Hasta el reloj de la audiencia

02. 05. 2023

A

hora que José Luis Ortiz Nuevo ha acabado el primer tomo –promete ser una epopeya, la obra definitiva del maestro– de “Libro de Morente. El impulso del riesgo 1969-1976” (2023), me he acordado de ese clásico del maestro granadino. Pasa mucho con las coplas flamencas, de pronto hay un arranque o una frase de por medio que se te queda. “Hasta el reloj de la audiencia, tiene venganza conmigo, que me cuenta los minutos, las horitas que estoy contigo”. Son unos tientos tangos, ese tempo maravilloso que acelera y desacelera el ritmo, para disfrute de la afición. Ya hablamos de La Repompa y de sus tangos, tan modernos, ahí están las versiones de Sílvia Pérez Cruz o de Rosalía, que son un puro ir hacia atrás y hacia delante. Un avanzar retrasándose, que decía Morente. Y pienso que este reloj lo tomó Morente de Rafael Romero, que hacía versión del mismo tiento, también con raptos de aceleración y ralentización. Una maravilla, sí. Para “alante” y para atrás. Morente hizo todo un disco-manifiesto, “El pequeño reloj” (2003), sobre esto del compás, que no es el ritmo, no, sino lo que va por debajo del ritmo. Pero tampoco hay que mixtificar, no. Lo que hace Morente es poner ejemplos; es su disco más didáctico y de una modernidad prodigiosa. Pues bien, “Hasta el reloj de la audiencia” va ahí, en la “Policaña”, que es otra vuelta de tuerca al ritmo. Morente intenta ponerle música a ese mito de que hubiera una especie de polo que es caña y viceversa. Metiendo una letra que él tantas veces había cantado por tientos, pues eso, estaba tentando, ensayando que es lo que quiebra el compás. Creo que es una ocurrencia que viene de Aurelio, de Aurelio Sellés, un genial cantaor gaditano aunque con mil unidades de malafollá granaína. Pero, en efecto, sí, ese ir atrás y “alante” con el reloj de la audiencia, con el tiempo que marca la ley, esa es la magia de este tiento. Rafael Romero silabea cada tictac de ese reloj, esa expresión kafkiana de la ley. Los flamencos sabían bien quién les quería imponer otro tempo, otro tiempo.
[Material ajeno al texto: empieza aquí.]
PR #250, opened 2026-08-18
fix: settle dead Sessions, close the event hole, and unwedge the drive register

qcentic-dev:
This batch closes the reliability holes that let a Session card lie about what a
harness is doing, and that let the Panel's keyboard arbitration disagree with
itself. A Core-owned Session now settles even when the hook that should have
settled it never landed; a live event is no longer skipped past a socket that
silently refused it; and the Session drive register survives a tab reload and
counts panes and tabs at the granularity each layer actually knows about.
Together they replace three classes of "wedged until a human edits the row"
with states the system reaches on its own.

### What lands

- **#243 — settle Core-owned Sessions.** Harness hooks are now acked with a
  delivery number instead of a fire-and-forget POST ending in `|| true`, and
  what still cannot be delivered is recorded to a miss log the Core drains into
  its own log. Two settles back that up: a boot sweep that stamps
  `disconnected` on rows a restart stranded (no PTY of this process exists yet,
  so any such row is an orphan), and `CoreSessionBackstop`, which arms nothing
  and settles rows that have gone quiet for fifteen minutes with neither hook
  nor PTY output.
- **#244 — close the live-event hole.** `pushLiveEvents` advanced
  `conn.lastSentEventId` past events it only attempted; a silent `ws` refusal
  therefore made a skipped one-shot lifecycle event (`session:finished`,
  `session:lockChanged`) permanently unreachable by any replay. The cursor now
  advances behind the send, delivery becomes at-least-once and in order, and a
  refusal is logged as `core-link.event.undelivered` naming the event.
- **#242 — key the Session drive register by client id.** Interest was keyed by
  the browser's socket object, so a reloaded tab arrived as a stranger and
  queued behind the ghost it had just replaced. Interest is now an ordered list
  of client ids, with a tab id minted into `sessionStorage` and presented on
  the upgrade query — claimed rather than read, so a duplicated tab mints its
  own.
- **#186 — reconcile pane events with tab interest.** The client sent one frame
  per pane while the service keys interest per tab. A second pane on one
  Session silently moved the keyboard off the pane being typed in; closing one
  of two panes released the whole tab's interest and produced two writers with
  no conflict signalled. The client now counts panes — first announces, last
  releases — and the store resets its shared write answer only on the last
  pane. `take` stays exempt and announces every time.
- **#208 — stabilise the `events-tail-cursor` CLI test.** The flake was a race,
  not a slow runner: the run waited on `log.tailReads >= 1` and pushed its two
  live events into what was still history. The wait is now the run's own "the
  Core's log ends at #N" notice. Nothing is relaxed — same 60s budget, same
  expectations — and a lost race fails in 12ms naming the tip instead of timing
  out at 60s.

### Worth a close look

- **#208 pins the semantics #244 introduced.** The stabilised test waits on the
  tip notice and asserts the settle point (#3 exactly, nothing printed while it
  was being found). That is now the guard on #244's replay contract — the
  `eventsReplayed` receipt reporting the event actually reached rather than the
  end of a tail only partly written. Read the two together; changing either
  side's notion of where a tail ends will move this test.
- **#186 builds on the client-id keying #242 introduced.** The pane counting is
  aggregated per client id, so it only holds because #242 made "the same tab"
  survive a new socket. #242 explicitly left pane-vs-tab granularity to #186,
  and #186 answers the ordering question #242 parked: a re-assert goes to the
  tail, so the duplicate sends are gone and the re-asserts that remain are the
  ones a reconnect owes the register.
- **#244's cursor rewind is at-least-once.** A late `ws` delivery-callback
  failure rewinds the cursor, so the Panel can now see a duplicate event where
  it previously could only see a gap. Confirm the Panel's consumers are
  idempotent on the lifecycle events specifically.
- **#243's backstop trade, stated in the commit and repeated here:** a harness
  silent for longer than fifteen minutes gets a card reading `finished` while
  it works on — and it is not only a card. The backstop writes `finished`
  through `CoreTaskWriter`, which appends a `session:finished` event, so the
  operator gets the full finish treatment in the Panel: a ding, a toast, and a
  persisted entry in the notification list. Nothing is killed and the next
  `UserPromptSubmit` restores `running`, but a harness that is still working
  will have announced itself as done, and the fifteen minutes is a hardcoded
  constant — the window is the tunable worth arguing about.
- **#243 changes the hook command contract** — curl now fails on non-2xx and
  retries transient errors, with `--retry-connrefused` deliberately absent to
  avoid raising the required curl version. `-o /dev/null` matters: Claude Code
  reads hook stdout as control JSON.

Base is `beta/0.3.1`, not `main`. Squash merge — the squash takes this title,
but its body is the five commit messages, not this description. The commit
messages are the batch's CHANGELOG source material; read those, not this note,
for the record of what landed.


qcentic-adm:
`beta/0.3.1` was created by hand from `main` without the version stamp ADR 0023 D3 requires, so all six manifests still read `0.3.0` and `Train rules` failed here with one error per manifest.

The missing cut commit is now on the train: [`54e7646`](https://github.com/actana/control/commit/54e764667298ab31b6ed49ecd02cd0f7fcd91cca) — `chore(release): cut beta/0.3.1`, six manifests, written by the same script `promote.yml`'s `next-train` job uses and verified by its own loop. Nothing was merged, approved, or retargeted, and `main` was not touched.

A `pull_request` run replays the merge commit pinned in its event payload, so re-running the failed job would have re-tested the old base. Closing and reopening this pull request to get a run against the stamped train — no change to the branch or its commits.

qcentic-adm:
`Train rules` is green — the run against the stamped train ([32140683401](https://github.com/actana/control/actions/runs/32140683401)) reports all six manifests at `0.3.1` and `beta/0.3.1` still fast-forwardable into `main`. Every other check on this pull request is green too; it is now blocked only on review, which is where it should be.

mrfqcentic (approved):
## Beta gate review — the batch as a batch

Reviewed as the train PR, not as five tickets. Worktree on `e0935bc`, diffed whole against `beta/0.3.1` in one go. **Approving.**

---

### 1. Coherence of the combination

**#208 ↔ #244 — the replay contract.** The coupling is real and the note describes it correctly. `event-tip.ts` is built on one load-bearing sentence: *"a marker is treated as a receipt for what was sent, never as the tip."* #244's `handleSubscribe` now breaks the replay loop on the first refusal and reports `lastSent` — the event the socket actually took — in `eventsReplayed`. That strengthens the receipt semantics rather than moving them, so the tip hunt's "ask again until a marker closes an empty tail" loop still terminates on the same evidence. `events-tail-cursor.test.ts:177` (`the Core's log ends at #3;`) is now the guard on that, and it is a genuine one: any change to where a tail is deemed to end moves this assertion.

Worth recording for the next reader: #244 also removes a latent hazard for the *other* direction. `DurableCoreClient.deliverEventsReplayed` advances its persisted cursor to the marker. Before #244 that marker could name the end of a tail that was only partly written, permanently pushing the client past events it never received — the exact loss #244 is about, arriving through the replay path rather than the live one. Both halves now move on the same evidence.

**#242 ↔ #186 — client-id keying under pane counting.** Also holds. #186's aggregation is per `coreId → taskId → paneCount` in `panel-link-client.ts`, and that is only meaningful because #242 made the identity on the wire survive a new socket; a socket-keyed register would have reset the count's counterpart on the service side on every reload. Checked the three ways they could have disagreed:

- `driveSession({take:true})` returns *before* incrementing (`panel-link-client.ts:352-356`). Verified this is safe against every caller: the only `take` path is `TerminalPane.tsx:1577` → `takeSessionDrive`, a click inside a pane that the mount effect at `:576` already counted. `take` is never a first announce, so the exemption cannot leave an uncounted pane.
- `resendSessionDrives` iterates `taskIds.keys()` — one `watch` per Session on reconnect, not one per pane. Strictly fewer re-asserts than before #186, and #242's tail rule still applies to the one that remains. The two tickets' answers to the parked ordering question agree.
- `releaseSessionDrive` now returns "was that the last pane", and `session-write-store.ts:158` gates the local `drive: "none"` reset on it. The count lives in exactly one place; no second copy to drift.

**#244's at-least-once duplicate — the note asks for this to be confirmed, so I confirmed it.** Traced both lifecycle events:

- `session:finished` — `use-session-finish-notifications.tsx` dedups on `(coreId, sessionId, eventId)` (`dedupKey`, `:43`) behind a capped LRU. Idempotent.
- `session:lockChanged` — `SessionLockRegister.applyEvent` is state-replacing and `set()` short-circuits on an unchanged pair, so the *state* is idempotent. But `consumeSelfEcho` (`session-lock-register.ts:255`) is a **one-shot queue consumer**: a second delivery of an echo whose token was already consumed falls through to `this.set(taskId, {held: false, locked: payload.locked})` and would render this Panel's own held Session read-only.

That is not reachable, and the reason is worth naming since nothing in the diff says it: `DurableCoreClient.deliverEvent` drops `event.eventId <= this.lastEventId` before any listener sees it (`durable-core-client.ts:231`), and `core-link-manager.ts` gives the router no other client type. Every duplicate #244 can produce is absorbed at the transport, above the register. The idempotency the note asks about is satisfied — by construction rather than by each consumer, which is the stronger arrangement, but it does mean the guarantee lives one layer away from the consumer that depends on it.

---

### 2. Nothing lost in integration

Mechanically verified rather than eyeballed. All five landed on the branch as consecutive squashes with nothing in between, and each squash's diff is **patch-id-identical** to the diff of the source branch it came from:

| PR | source branch | patch-id match |
|---|---|---|
| #247 | `fix/core-session-settle` | identical |
| #246 | `fix/panel-drive-register-client-id` | identical |
| #245 | `fix/core-link-cursor-advance` | identical |
| #248 | `fix/panel-drive-register-granularity` | identical |
| #249 | `test/events-tail-cursor-flake` | identical |

On the three surfaces called out:

- **`session-drive-register.ts`** — touched by #246 then #248. #248's contribution here is *comments only*; every enforcing line (`interest` as `Map<string, DriveClientId[]>`, `want`'s tail append, `release`, `releaseAll`, `settle`) is #246's and unmodified. Nothing #242 introduced was reverted.
- **`router.ts`** — same pair. #248's contribution is again comment-only (the "one frame per tab per Session" block on `driveSession`). #242's whole mechanism survives intact: `sessionsByClientId`, the take-the-id-then-retire-the-predecessor ordering in `attach`, the `sessionsByClientId.get(session.clientId) !== session` guard at the head of `releaseDrives`, the ownership check in `forget`, and the answer read back out of the register rather than inferred from `change.gained`.
- **core-link send path** — `pty-core-link-server.ts` is touched by #245 alone, so there was no second writer to lose anything to. `sendResult`/`deliverEvent`/`rewindEventCursor` and the `adaptWs` callback forwarding are all present and wired to both the live push and the replay.

Merges clean onto the current `beta/0.3.1` tip (`54e7646`, the version cut). The branch touches no manifest, so it neither conflicts with nor reverts that commit.

---

### 3. The release note

**Honest.** Checked the body against the enforcing lines rather than the descriptions, and every specific claim holds:

- `-f`, `--retry 2 --retry-delay 1`, `-o /dev/null`, no `--retry-connrefused`, and the chain still ending in `|| true` — `harness-hooks.ts:114-123`, matching the note verbatim.
- Fifteen minutes, once a minute — `QUIET_SETTLE_MS = 15 * 60 * 1000`, `SWEEP_INTERVAL_MS = 60 * 1000`. Live PTY → `finished`, none → `disconnected`; `needs-input` never in scope (`core-session-backstop.ts:148`). The trade is stated as the code behaves.
- The boot sweep writes `disconnected` through `CoreTaskWriter`, before the PTY core / hook receiver / link server exist (`core-entry.ts`), which is what makes "any such row is an orphan" true.
- #208 relaxes nothing: the diff removes exactly two lines, the 60s budget and `[4,5]`/cursor-at-5/`[6]` are untouched, and two assertions are added.

The title — `fix: settle dead Sessions, close the event hole, and unwedge the drive register` — covers #243, #244 and #242+#186 in the CHANGELOG's own register, and reads as one release rather than a list. Per ADR 0023 D5 this subject is the CHANGELOG's source material for the batch, and it earns that.

Two small omissions from the body, noted rather than requested:

1. **The hook-event-name rider is real and unlisted.** #243 also fixes `core-entry.ts` dropping the receiver's URL-derived event name on the floor — `(taskId, payload) => receiveHook(taskId, payload)`, so a payload without `hook_event_name` was `ignored` in production while the tests passed the fallback through. It is in the commit message and covered by `harness-hooks.test.ts`, but the body's three-item "What lands" for #243 doesn't mention it, and it is a production behaviour fix, not a cleanup.
2. The OpenCode plugin getting the same `res.ok`/retry/miss-line treatment, and the CONTEXT.md / ADR 0024 D9 updates, are likewise commit-message-only.

Neither makes the note misleading; both make it slightly narrower than the batch.

---

### 4. Test suite, run here

Full `pnpm test` in the worktree, Node 24.19.0, pnpm 11.1.2, clean `pnpm install --frozen-lockfile`.

`pnpm test` exits 1 at the **root** `vitest run`, on one failure that is neither this branch's nor a flake:

```
FAIL scripts/__tests__/core-launcher.test.mjs > execs the bundled node on the bundled actana CLI
  Expected: "/tmp/actana-launcher-test-E38WWJ/install/app"
  Received: "/opt/actana/app"
Test Files  1 failed | 15 passed (16)
     Tests  1 failed | 473 passed (474)
```

This box has a real `/opt/actana/app` installed, so the launcher resolves its hard-coded default instead of the test's temp install root. The file is untouched by the branch and CI's Unit Tests job is green. Environmental.

Because that root run fails first, `pnpm -r test` never executes — the known bail artefact, one step earlier than expected. So I ran every package myself rather than relying on the recursive run:

| package | result |
|---|---|
| `@actana/shared` | 184 passed (14 files) |
| `@actana/sdk` | 236 passed, 5 skipped (21 files) |
| `@actana/cli` | 421 passed, 3 skipped (31 files) — includes `events-tail-cursor` |
| `@actana/core` | **1170 passed** (63 files) |
| `@actana/panel` | 1439 passed, 2 failed (142 files) |

The two panel failures are the known artefact: `live-read-path.test.ts` and `terminals-in-browser.test.ts`, both `Test timed out in 5000ms`, both under full-suite load. Re-ran them in isolation alongside all four new panel suites — `session-drive-reload`, `panel-link-tab-id`, `panel-link-client`, `session-write-store` — and got **6 files, 99 tests, all green**. Confirmed artefact, not a regression.

`pnpm typecheck` clean. `pnpm lint` clean — 0 errors, 50 warnings, all pre-existing (the two in touched files, `WebSocketServer` in `pty-core-link-server.ts` and `activeDeps`/`userDataDir` in `pty-manager.ts`, are present on `beta/0.3.1` too).

Net: **3450 tests pass across the five packages**; the only two failures anywhere are the two known artefacts, and both are accounted for.

---

### One observation, no change requested

`sendResult`'s doc says the `ws` `error` event "is what puts `core-link.connection.error` in the log for every fire-and-forget frame." That is now true only for frames that get *past* the `readyState` guard. A fire-and-forget frame refused at the guard — a PTY chunk on a `CLOSING` socket, the common case — is dropped silently: `send()` discards the `SendOutcome`, and `core-link.event.undelivered` is only reached from `deliverEvent`. Previously that write reached `ws` and produced an error line. Almost certainly the right trade (the socket is dying and the close handler logs), and PTY loss is the recoverable kind as the comment says — but the comment claims a log line the guard now pre-empts, and the next reader chasing a lost PTY chunk will believe it.

---

**Verdict: sound as a batch. The two named couplings hold under the combination, nothing was dropped or reverted across the five squashes, and the title and body honestly describe what lands. Approved for the train.**

qcentic-adm (approved):
## Second review — org admin identity, release-minded, independent of the moderator's

Reviewed `da2af3e..e0935bc` in a detached worktree on the head. Ran the suite, exercised the generated hook command against a live receiver, and re-ran the #208 file under load. **Approving.** Findings below are notes, not blockers; the one I'd most like addressed is (1), and it is a wording fix in the release note rather than a code change.

---

### 1. Is this safe to ship as 0.3.1?

Yes, and the strongest argument is one the description doesn't make: **this branch changes no published package's source.** Only `@actana/cli` and `@actana/sdk` are non-private; `packages/sdk` is untouched and the only `packages/cli` change is a test file. Everything else lands in `core`, `panel` and `shared`, all `private: true`. The npm surface of 0.3.1 is byte-identical to 0.3.0 as far as this train is concerned. For a patch release that is the right shape.

Behaviour a user depends on, changed here — all intended, all bounded:

- **The hook command text is rewritten** into every operator's `settings.json` / OpenCode plugin at the next spawn. I ran the emitted command end to end against a fake receiver. It holds up exactly as `harness-hooks.ts:112-125` claims: exit 0 on every path (200 / 503→200 / 500 / 401 / connection refused / timeout / unwritable miss-log path / no `AC_HOOK_MISS_LOG` at all), stdout empty in every case — which is the `-o /dev/null` promise that matters for Claude Code's control JSON — `sh -n` clean, and the POST body correctly re-sent on each retry despite coming from `--data-binary @-`. Worst case measured at **11.1s** against a black-holing receiver, matching the commit's "about eleven seconds" claim precisely. `--retry-connrefused` is genuinely absent: refused connections fail in 8ms with one attempt.
- **The boot sweep restamps existing rows.** First start after upgrade, every `running`/`needs-input` row — archived included (`core-query.ts:queryActiveTasks`) — becomes `disconnected`. That is a visible, one-time change to data users are looking at. It is the fix, and `disconnected` is the honest status, but it is worth knowing it lands on upgrade rather than on the next incident.
- **A second pane on one Session no longer moves the keyboard**, and closing one of two panes no longer releases the tab's interest (#186). If anyone had learned "open a second view to grab the keyboard here", that gesture is now `take` and only `take`.
- **New on-disk artefact**: `<user-data-dir>/hook-misses.log`. **New browser storage key**: `actana.panel-link.tab` in `sessionStorage`. Neither appears in "What lands".

**The one thing I think is understated.** `core-session-backstop.ts:161-169` writes `finished` through `CoreTaskWriter`, which appends a `session:finished` event (`core-task-writer.ts:138-150`), which the Panel turns into a **ding, a toast, and a persisted notification entry** (`use-session-finish-notifications.tsx:239-282`, kind match at `:456`). The PR body and `docs/harness-status-detection.md` both price the trade as "a card reading `finished`". It is not only a card — a harness that works silently for fifteen minutes pings the operator that it finished. That is a larger claim to make wrongly than a status colour, and the fifteen minutes is a hardcoded constant with no operator lever (`quietMs` is injectable, but only from tests). I'd state the notification in the trade paragraph. I don't think it blocks: exposure narrows to a `running` row with a genuinely silent harness — `needs-input` is out of scope, and both the permission-prompt and hooks-need-review paths land there — and the next `UserPromptSubmit` undoes it.

### 2. The interactions, checked as combinations

**#208 pinning #244.** Real, and the test genuinely does the pinning. The wait is now the run's own `the Core's log ends at #N` notice and it asserts the tip settled at `#3` exactly with nothing printed while it was being found (`events-tail-cursor.test.ts:145-180`). That assertion sits directly on top of #244's changed `eventsReplayed` contract — `handleSubscribe` now reports `lastSent`, the event the socket actually took, rather than the end of the tail (`pty-core-link-server.ts:1691-1702`). If either side's notion of where a tail ends moves, this test moves. I re-ran the file **6× under 20 busy loops on 10 cores: 6/6 green.** The claim reproduces. It does couple the test to a `--verbose` stderr string; that is a fair price and the commit says so.

**#186 building on #242's keying.** The combination is sound, and the ordering that makes it sound is the interesting part. `attach` assigns `sessionsByClientId` **before** retiring the predecessor (`router.ts:216-224`), and `releaseDrives` bails when the id no longer resolves to it (`router.ts:462`) — so the reload's ghost gives back nothing, and #186's pane count (aggregated per client id in `panel-link-client.ts:351-393`) only holds because of that. I checked the replay loop in `handleSubscribe` is synchronous, so a `ws` delivery callback cannot fire mid-loop and be clobbered by the `conn.lastSentEventId = lastSent` after it. It cannot.

**#244's duplicates.** The description asks reviewers to "confirm the Panel's consumers are idempotent on the lifecycle events specifically". The honest answer is that **they are not idempotent — they are protected by two cursor guards**, and it's worth writing down which: `durable-core-client.ts:230-235` (`if (event.eventId <= this.lastEventId) return`) sits between the Core and everything in the Panel server, and `panel-link-client.ts:740` repeats it per Core for each browser tab. The consumer that would actually misbehave is `session-lock-register.ts:204-217` — `consumeSelfEcho` **pops a queue**, so a second delivery of one `session:lockChanged` would fall through and render this Panel's own held Session read-only. It has no local guard. The protection is real and pre-existing, so this is not a defect in #244; but "confirm the consumers are idempotent" invites the wrong check, and a future path that feeds that register un-deduped events reintroduces it.

I also chased the theoretical case where event *N*'s delivery callback fails after *N+1* has landed, which would let the client's `<=` guard swallow the re-sent *N* permanently. On a single ordered socket it isn't reachable: if *N*'s write fails, *N+1* either fails too or is refused synchronously by the `readyState` check, and `rewindEventCursor`'s monotonic-backwards guard (`pty-core-link-server.ts:1000-1004`) settles both on the earliest hole. Noting it as considered rather than as a finding.

**An interaction the batch doesn't name.** `--retry 2` makes hook delivery at-least-once **at the receiver**, not just on the wire. In my timeout run the receiver logged `HITS=3` — a Core that is alive but slower than `-m 3` receives and processes all three POSTs and just loses the race to answer. Most of the receiver path is an idempotent status set, but `subagent-activity.ts:123-141` is a counter on the no-`agent_id` path (`entry.anonCount += 1`), so a duplicated `SubagentStart` from an older Claude build inflates it and holds `hasActiveSubagents`. Self-limiting — the 2h TTL bounds it, and #243's own backstop now bounds it to fifteen minutes — so it is a note, not a defect. But it belongs in the "worth a close look" list next to the event-cursor one, because it is the same at-most-once → at-least-once trade being made a second time in the same PR without being called that.

### 3. The release note

**Title:** honest and accurate. `fix: settle dead Sessions, close the event hole, and unwedge the drive register` — 79 chars against `header-max-length` 120, type in the enum, no full stop. It names three of the five and characterises the batch fairly.

**One correction to the premise, though:** the body is *not* what lands. This repo is configured `squash_merge_commit_message = COMMIT_MESSAGES` (with `squash_merge_commit_title = COMMIT_OR_PR_TITLE`, which with five commits resolves to the PR title). So the squash carries the **five commit messages**, not this description. The body's own sentence is careful and correct — it claims only that *the title* is what the CHANGELOG will carry — but anyone reading this as "title and body are the entry" would be wrong about half of it. I simulated the concatenation: 342 lines, **none over `body-max-line-length` 132**, so the squash will lint clean. The commit messages are excellent and are, if anything, a better CHANGELOG entry than the description.

**Completeness of the description as a description:** honest throughout, and unusually good at naming its own trades. Gaps, all minor: the four doc files aren't mentioned; the new `hook-misses.log` and `sessionStorage` key aren't mentioned; and "acked with a delivery number" is true of the wire but nothing consumes the number — `acceptedCount()` has no non-test caller, curl discards the body with `-o /dev/null`, and the OpenCode plugin only checks `res.ok`. What actually made the ack load-bearing is `-f` turning a non-2xx into a failure, which the body does say.

### 4. Version stamp

Confirmed. `54e7646 chore(release): cut beta/0.3.1` stamps exactly six manifests and nothing else, and all six read `0.3.1` on the branch tip: root `actana-control`, `@actana/cli`, `@actana/core`, `@actana/panel`, `@actana/sdk`, `@actana/shared`. **Nothing in this branch touches a `package.json`, `pnpm-lock.yaml`, `pnpm-workspace.yaml` or `CHANGELOG.md`** — the diff is 36 files, all source, tests and docs. The branch forks from `da2af3e` and so does not contain the stamp; that is fine and expected, it merges on top of it. PR reports `MERGEABLE`.

### 5. Test suite

Run per package rather than via `pnpm -r`, precisely so `packages/cli` sorting first couldn't hide `packages/core`:

| | result |
|---|---|
| root (`scripts/**`) | 473 passed, **1 failed** — environmental, see below |
| `packages/cli` | 421 passed, 3 skipped |
| `packages/core` | **1170 passed** |
| `packages/panel` | 1437 passed, **4 failed** — the known load flakes |
| `packages/sdk` | 236 passed, 5 skipped |
| `packages/shared` | 184 passed |

Both failures run down to the environment, not the branch:

- **`packages/panel` ×4** — `live-read-path.test.ts:437` and three in `terminals-in-browser.test.ts` (`:580`, `:671`, `:690`), all `Test timed out in 5000ms`. Exactly the class you flagged. Both files pass in isolation (14/14 and 13/13). Neither file is touched by this branch, and the full run's import time was 269s against 16s isolated — the box was saturated. One of them (`stops pulling a pty across the link once the last pane lets it go`) is pane-shaped enough that I checked it specifically rather than assuming; it is clean in isolation.
- **root ×1** — `scripts/__tests__/core-launcher.test.mjs:71` expects the install root and got `/opt/actana/app`. That is my container's ambient `AC_APP_PATH`, which `scripts/lib/core-tarball.mjs:118` honours via `${AC_APP_PATH:-…}`. Passes with the variable unset. The branch touches no `scripts/`, `bin/` or `deploy/`. Worth knowing that this makes the root `pnpm test` red *before* `pnpm -r test` runs at all on any box with that variable set.

Net: **green on the merits.**

---

### Smaller things, no action required to merge

- `harness-hook-delivery.ts:74-83` — the `MAX_MISS_LOG_BYTES` guard doesn't do what its comment says. `fs.readFileSync(missLogPath, "utf8").slice(0, MAX_MISS_LOG_BYTES)` reads the **whole** file into memory and then slices, so "must not turn a diagnostic into a memory event" isn't achieved. Low severity — the file only grows while the Core is down or refusing, at roughly 60 bytes a miss — but a `read` of the first N bytes into a buffer would cost nothing and match the intent.
- `session-write-store.ts:158` — `if (getPanelBridge()?.releaseSessionDrive(coreId, taskId) !== true) return;` also returns early when there is **no bridge** (`getPanelBridge()` is null under SSR, `panel-bridge.ts:276-280`), where the old code reset the local entry unconditionally. Almost certainly unreachable in practice, since a pane that mounted had a bridge; flagging only because the null case and the not-last-pane case now share one branch and mean different things.
- `pushLiveEvents` logs `core-link.event.undelivered` on every refusal, so a socket stuck in `CLOSING` emits one warn per 500ms poll tick per pending event until the connection is reaped. Bounded by the connection's life, but a first-refusal-only line would read better in a log an operator is grepping.

Approving. Nice work — the evidence in the commit messages held up everywhere I checked it, which is not the usual outcome.

qcentic-dev:
Both text corrections are in — description only, no commits, no code, no branch or base changes.

**1. The backstop trade now states the notification.** The bullet said "a card reading `finished`" and stopped there. It now says the backstop writes `finished` through `CoreTaskWriter`, which appends a `session:finished` event, so the operator gets the full finish treatment in the Panel — a ding, a toast, and a persisted entry in the notification list — and that a harness still working will have announced itself as done. Also noted that the fifteen minutes is a hardcoded constant. You were right that this is a larger claim to make wrongly than a status colour, and the body was pricing it as the smaller one.

**2. The CHANGELOG sentence is corrected.** The closing line now reads that the squash takes this title but its body is the five commit messages, not this description, and that the commit messages are the batch's CHANGELOG source material. Your reading of the repo config is what the line now reflects; anyone taking the description for the entry would have been wrong about half of it, and the note no longer leaves that open.

Everything else in the body is untouched — the per-ticket "What lands" lines, all issue numbers, and the whole "Worth a close look" section stand as they were.

**The three non-blocking code findings are being carried forward as follow-up issues, not fixed in this train:**

- `harness-hook-delivery.ts:74-83` — the `MAX_MISS_LOG_BYTES` guard does `readFileSync(...).slice(...)`, reading the whole file before slicing, so it doesn't achieve what its comment claims.
- `session-write-store.ts:158` — `if (getPanelBridge()?.releaseSessionDrive(...) !== true) return;` now also swallows the no-bridge case, where the old code reset the local entry unconditionally; the null case and the not-last-pane case share one branch and mean different things.
- `core-link.event.undelivered` in `pushLiveEvents` — one warn per 500ms poll tick per pending event against a socket stuck in `CLOSING`, where a first-refusal-only line would read better.

None of them changes what ships in 0.3.1, and keeping them out keeps this train's diff identical to what both of you reviewed. They'll be filed against the next milestone.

Y es ridículo, sí, por todo esto, ver a Manuela Carrasco y a Farruquito (sic) bailando por sevillanas a la puerta del Parlamento Andaluz, celebrando la última ocurrencia de la administración pública andaluza, la Ley del Flamenco, un instrumento inútil –eso lo están subrayando hasta los propios colaboradores, colaboracionistas diría yo, en la redacción de la ley– pero además ridículo. Sin embargo, ahí están todos. Repartiendo abrazos con los políticos, los mismos que han dejado sin presupuesto al Instituto Andaluz del Flamenco –solo les queda dinero para pagar a los funcionarios– o que han hecho desaparecer al Ballet Flamenco de Andalucía en una operación que huele a “corrupción de la güena”, como decía El Eléctrico cuando nos pasaba un pellizco de su costo. Y estos mismos flamencos, en unos meses, estarán llorando igualmente, como José Mercé cuando, un año después de que el flamenco fuera rimbombantemente declarado Patrimonio Inmaterial de la Humanidad –al mismo tiempo que la Patum de Berga y el silbo gomero, es verdad–, declaraba que a él no le había tocado nada de ese dinero, que no sabía quién lo habrá repartido pero que a él no le había tocado ni un duro. Tenemos que tener en cuenta que en el propio Estatuto de Andalucía el flamenco tiene un capítulo especial, su propio artículo, en el que, entre otras sandeces, se dice que solo Andalucía podrá decir qué es y qué no es flamenco, que solo ellos, los sin presupuesto, podrán decir qué se investiga o qué se apoya como verdadero flamenco. Y hace poco, creo, también el parlamento ratificó, hizo una declaración sobre la gran aportación de los gitanos al flamenco, rubricada así por la autoridad, por si alguien tenía alguna duda.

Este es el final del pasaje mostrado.